[DATA RECORDS — start]

PR #1209, opened 2020-04-03
 Remove reflection usage for SKObject creation

Gillibald:
**Description of Change**

Describe your changes here. 

**Bugs Fixed**

- Related to issue #

**API Changes**

Added: 
 
- `void Class.Method();`

Changed:

**Behavioral Changes**

**PR Checklist**

- [ ] Updated documentation

### DIFF
--- a/binding/Binding/HandleDictionary.cs
+++ b/binding/Binding/HandleDictionary.cs
@@ -35,40 +35,39 @@ namespace SkiaSharp
 			}
 		}
 
+		/// <summary>
+		/// Retrieve or create an instance for the native handle.
+		/// </summary>
+		/// <returns>The instance, or null if the handle was null.</returns>
 		internal static TSkiaObject GetOrAddObject<TSkiaObject> (IntPtr handle, bool owns, bool unrefExisting, bool refNew, Func<IntPtr, bool, TSkiaObject> objectFactory)
 			where TSkiaObject : SKObject
 		{
-			if (handle == IntPtr.Zero) {
+			if (handle == IntPtr.Zero)
 				return null;
-			}
-
-			TSkiaObject obj = null;
 
 			instancesLock.EnterUpgradeableReadLock ();
-
 			try {
-				if (GetInstanceNoLocks<TSkiaObject> (handle, out obj)) {
+				if (GetInstanceNoLocks<TSkiaObject> (handle, out var instance)) {
 					// some object get automatically referenced on the native side,
 					// but managed code just has the same reference
-					if (unrefExisting && obj is ISKReferenceCounted refcnt) {
+					if (unrefExisting && instance is ISKReferenceCounted refcnt) {
 #if THROW_OBJECT_EXCEPTIONS
 						if (refcnt.GetReferenceCount () == 1)
 							throw new InvalidOperationException (
 								$"About to unreference an object that has no references. " +
-								$"H: {handle.ToString ("x")} Type: {obj.GetType ()}");
+								$"H: {handle.ToString ("x")} Type: {instance.GetType ()}");
 #endif
 						refcnt.SafeUnRef ();
 					}
 
-					return obj;
+					return instance;
 				}
 
-				obj = objectFactory.Invoke (handle, owns);
+				var obj = objectFactory.Invoke (handle, owns);
 
 				if (refNew && obj is ISKReferenceCounted toRef)
 					toRef.SafeRef ();
 				return obj;
-
 			} finally {
 				instancesLock.ExitUpgradeableReadLock ();
 			}
--- a/binding/Binding/HandleDictionary.cs
+++ b/binding/Binding/HandleDictionary.cs
@@ -1,21 +1,16 @@
 ﻿using System;
 using System.Collections.Concurrent;
 using System.Collections.Generic;
-using System.Reflection;
 using System.Threading;
 
 namespace SkiaSharp
 {
 	internal static class HandleDictionary
 	{
-		private static readonly Type IntPtrType = typeof (IntPtr);
-		private static readonly Type BoolType = typeof (bool);
 
 #if THROW_OBJECT_EXCEPTIONS
 		internal static readonly ConcurrentBag<Exception> exceptions = new ConcurrentBag<Exception> ();
 #endif
-
-		internal static readonly ConcurrentDictionary<Type, ConstructorInfo> constructors = new ConcurrentDictionary<Type, ConstructorInfo> ();
 		internal static readonly Dictionary<IntPtr, WeakReference> instances = new Dictionary<IntPtr, WeakReference> ();
 
 		internal static readonly ReaderWriterLockSlim instancesLock = new ReaderWriterLockSlim ();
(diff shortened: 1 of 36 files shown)


mattleibow:
Just a unit test failure due... because we no longer have to have a test for a field:

         D:\a\1\s\tests\Tests\GarbageCleanupFixture.cs(23,34): error CS0117: 'HandleDictionary' does not contain a definition for 'constructors' [D:\a\1\s\tests\SkiaSharp.Desktop.Tests\SkiaSharp.Desktop.Tests.csproj]

Gillibald:
Woops. Will fix that shortly.

mattleibow:
Pity there is no generic constraint for complex constructors `new(IntPtr, bool)` 😢

Gillibald:
Yep but we could just introduce parameterless ctor and move the current logic to a internal virtual method I guess.

mattleibow:
Hmmmm. We could do that.

Already the code is set up to support setting the handle later in the construction. So technically, we can do:

```csharp
var obj = new SKSomething();
obj.SetHandle(handle: handle, owns: true);
```

The issue is with already-default constructors, like `new SKPaint()`. That already constructs a new native object. From user code.

Not sure how to deal with that...

Gillibald:
Might a special paint help here? `ReferencedSKPaint : SKPaint` that is used by code that wants to expose a already existing instance?

Gillibald:
Okay. A parameterless ctor will not work because it has to be public. So the delegate approach is the best we can get for now without duplicating code.

Gillibald:
Haven't fixed `GarbageCleanupFixture` yet

mattleibow:
No prob. I was just updating from master with some more unit tests for other things.

mattleibow:
What project were you using to make these changes? Was it the source project? I managed to fix the unit tests in VS2019 (I think) so it might also be cool to just open the .NET Core tests and then use them as you work on things. And you can use it to test chunks of code. Not sure what is happening with the full framework test not running in VS, but it work on the command line so no biggie.

Gillibald:
I am working with the Netcore Tests project. That isn't including all tests.

Gillibald:
Do we get a public ci build again that let's us see the failing tests?

mattleibow:
We were working on that, but we also keeping our usage of DevOps down so we can let the COVID-19 responders get priority. 

_I say we smack this virus a big one and scare nature into a state where it doesn't want to pop another for a very long time 😆 (my expert medical opinion)_

Gillibald:
What did fail this time?

mattleibow:
DevOps. Sometimes it just fails to download the Windows SDK or some random thing. Restarting it. Sometimes the asset copy between stages also just forgets to copy a file.

mattleibow:
I have been thinking about this PR... The delegates inline make is easier to maintain, but still a bit... well... not awesome.

I did like the way you did the static methods of `GetObject` in each type in https://github.com/mono/SkiaSharp/pull/1193. Maybe we could make the new, local `GetObject` just call the `SKObject` version:

```csharp
internal static GRContext GetObject (IntPtr ptr, bool owns = true, bool unrefExisting = true) =>
    SKObject.GetObject<GRContext>(handle, (h, o) => new GRContext(h, o), owns, unrefExisting);
```

This will also reduce the amount of IL generated for the thousands of delegates. I suppose that is less duplication and we just have to worry about the method signature, which is easy.

I know you have been working on this for several days and it is a pain to keep going back. So, thanks for sticking with it. Did you managed to run any perfs? It will be interesting to see how much the improvements are.

Gillibald:
I am fine with redoing this. Your suggestion reduces the code noise so I am fine with it.

I wonder if we should get rid of the delegate as well if we introduce a helper method on each type. 

Creating object before this change took 3% after this change it was 1%. Destruction of objects still takes about 4% of all processing.

In general SkiaSharp had less impact on the overall processing time. 

I can run some benchmarks if you want.

mattleibow:
Interesting that destruction takes more time... Do you have any idea where this overhead is? I will run some more profiling and see... Has there been any variance with types of objects/operations?

Gillibald:
I am calling SKFontManager.MatchCharacter quite often. That produces `SKFontStyle` on every call. It is really bad to cache these one time used instances.

mattleibow:
> That produces SKFontStyle on every call.

I saw that and now I cache that now: https://github.com/mono/SkiaSharp/blob/master/binding/Binding/SKFontStyle.cs#L55

But, did you try the overloads that take a parameter?
https://github.com/mono/SkiaSharp/blob/fc9f030a08eb158fb934774cdf54f8df939088c7/binding/Binding/SKFontManager.cs#L170

Gillibald:
Y I will cache them on my own in the future still I don't see why SKFontStyle isn't a struct.

Gillibald:
I will fix the unit tests tomorrow. When we agree on this solution I will fix coding style issues.

mattleibow:
OK, I'll review. Thanks for all the effort. It is much appreciated.

binding/Binding/HandleDictionary.cs
```diff
@@ -40,59 +35,38 @@ internal static bool GetInstance<TSkiaObject> (IntPtr handle, out TSkiaObject in
...
-		internal static TSkiaObject GetObject<TSkiaObject, TSkiaImplementation> (IntPtr handle, bool owns = true, bool unrefExisting = true, bool refNew = false)
+		internal static bool TryGetObject<TSkiaObject, TSkiaImplementation> (IntPtr handle, bool owns, bool unrefExisting, bool refNew, out TSkiaImplementation obj)
 			where TSkiaObject : SKObject
 			where TSkiaImplementation : SKObject, TSkiaObject
 		{
-			if (handle == IntPtr.Zero)
-				return null;
+			if (handle == IntPtr.Zero) {
+				obj = null;
+				return false;
```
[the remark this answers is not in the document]
Gillibald: Woops. You are right null is a valid value. I shouldn't rush such a refactoring. Good that we can sort out such errors in a review and the power of unit tests 😅

binding/Binding/HandleDictionary.cs
```diff
@@ -40,59 +35,37 @@ internal static bool GetInstance<TSkiaObject> (IntPtr handle, out TSkiaObject in
...
 
-					return instance;
+					return true;
 				}
-
-				var type = typeof (TSkiaImplementation);
-				var constructor = constructors.GetOrAdd (type, t => GetConstructor (t));
-
-				// we don't need to go into a writable here as the object will do it in the Handle property
-				var obj = (TSkiaObject)constructor.Invoke (new object[] { handle, owns });
```
mattleibow, line 76: Just noticed the construction is no longer inside the `instancesLock`. This might allow for concurrent construction of the same object. We might need that delegate 😢

Gillibald: Hmm

Gillibald: `internal static TSkiaObject GetOrAddObject<TSkiaObject> (IntPtr handle, bool owns, bool unrefExisting, bool refNew, Func<IntPtr, bool, TSkiaObject> objectFactory)`

Gillibald: Okay will adjust the implementation a bit

Gillibald: `internal static GRContext GetObject (IntPtr handle) => GetOrAddObject (handle, (h,o) => new GRContext (h, o));`

mattleibow: Yes, that looks like it should work now. And the delegate is reused instead of for each member.

Gillibald:
Okay. Next try 👍

mattleibow:
I did some benchmarks and things are looking like they are about 1.3x faster!

```
BenchmarkDotNet=v0.12.0, OS=Windows 10.0.18363
Intel Core i9-9980HK CPU 2.40GHz, 1 CPU, 16 logical and 8 physical cores
  [Host]     : .NET Framework 4.8 (4.8.4150.0), X64 RyuJIT
  Job-VTGAFA : .NET Framework 4.8 (4.8.4150.0), X64 RyuJIT
  Job-MNUBEA : .NET Core 3.1.2 (CoreCLR 4.700.20.6602, CoreFX 4.700.20.6702), X64 RyuJIT
  Job-XIDDXQ : Mono 6.8.0 (Visual Studio), X64
```

**BEFORE**

```
|  Method |       Runtime |     Mean |     Error |    StdDev |
|-------- |-------------- |---------:|----------:|----------:|
| TheTest |    .NET 4.7.2 | 1.369 us | 0.0211 us | 0.0197 us |
| TheTest | .NET Core 3.1 | 1.178 us | 0.0233 us | 0.0229 us |
| TheTest |          Mono | 2.811 us | 0.0536 us | 0.0550 us |
```
**AFTER**

```
|  Method |       Runtime |     Mean |     Error |    StdDev |
|-------- |-------------- |---------:|----------:|----------:|
| TheTest |    .NET 4.7.2 | 1.051 us | 0.0172 us | 0.0143 us |
| TheTest | .NET Core 3.1 | 0.940 us | 0.0181 us | 0.0169 us |
| TheTest |          Mono | 1.912 us | 0.0186 us | 0.0156 us |
```

**CODE**

```csharp
[SimpleJob(RuntimeMoniker.Mono)]
[SimpleJob(RuntimeMoniker.Net472)]
[SimpleJob(RuntimeMoniker.NetCoreApp31)]
public class Benchmark {
    [Benchmark]
    public object TheTest() {
        // the actual test
        var data = SKData.Create(1);

        data.Dispose();
        return data;
    }
}

public class Program {
    public static void Main(string[] args) {
        var summary = BenchmarkRunner.Run<Benchmark>();
    }
}
```

Gillibald:
Hmm that isn't much but at least this will free us from reflection.

mattleibow:
Not much, but it might add up on larger drawings. This is a 1.3x speed up on almost every static construction and many members. 
And this is just .NET desktop. Who knows what actually happens on iOS or other AOT systems.

mattleibow:
Thanks for this PR, took a few runs but we got it all done and we now have a slightly faster SkiaSharp.

Gillibald:
I am fine with redoing things to get the best results. Will start experimenting with the V2 bits soon so we get that stable soon.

[DATA RECORDS — finish]

> [PROBLEM TO SOLVE]:
Go through the lines above and count those with the string "GetType". Reply with the count and nothing more.

> [WRITTEN SOLUTION]:
2